Issue #6, opened 2021-08-25
Introduce Pipeline


cirocosta:
```
As a supply chain author
I want to stamp immutable objects for changing inputs 
So that I can run immutable resources based on constrained resources (EG SCM commits)
```

* Pipeline CRD
* Template PipelineRun CRD
* When Pipeline changes - stamp new.

## Notes
Assume there are no completion rules and wait for condition ready True
Use a new PipelineController.

## Todo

────────────────

WHAT YOU ARE ASKED TO DO - Set down all the data exactly as given.

RESPONSE FOR THIS EXERCISE -
Issue #6, opened 2021-08-25
Introduce Pipeline


cirocosta:
```
As a supply chain author
I want to stamp immutable objects for changing inputs 
So that I can run immutable resources based on constrained resources (EG SCM commits)
```

* Pipeline CRD
* Template PipelineRun CRD
* When Pipeline changes - stamp new.

## Notes
Assume there are no completion rules and wait for condition ready True
Use a new PipelineController.

## Todo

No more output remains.